My eyes shoot open and for a moment in time, I forget where I am. I'm not at home, I am not in my bed at the North Carolina Psychiatric Care Facility, and I am definitely not on the beach where I woke up yesterday. But one thing I do know; I am on fire.

I look around at my surroundings and I finally recognize where I reside... The hotel in Arizona, though I'm not quite sure where in Arizona we are.

Asher's arm is draped around me, my backside to his front, and I know for sure that this is not how we both fell asleep. I seem to remember us being on separate sides of the bed, but now I am on his side, his back to the wall. I wiggle from beneath his arm and slowly creep my way out of the bed. After walking over to the window, I peak through the curtain and the sun is just about to rise, so it must be a little before 7 o'clock. I slept through the entire night.

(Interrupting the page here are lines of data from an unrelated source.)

PR #523, opened 2021-05-24
restore argsz for DMA map/unmap

tmakatos:

### DIFF
--- a/docs/vfio-user.rst
+++ b/docs/vfio-user.rst
@@ -536,15 +536,17 @@ The request payload for this message is an entry of the following format:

I slept through the entire night. That hasn't happened in at least three years. I can only think of maybe a handful of nights that I haven't woken up sometime between 2am and 5am, last night being one of them. I feel.... refreshed.

I grab the room key from off the dresser and walk down to the lobby to grab some coffee and a pile of brochures from the display and sit on a little outdoor patio area. The sky above me is pinkish orange and I think to myself how cliche sunrises are, but damn, are they something incredible. I sip my coffee and appreciate the sunrise for a little while longer and then make my way up to the room.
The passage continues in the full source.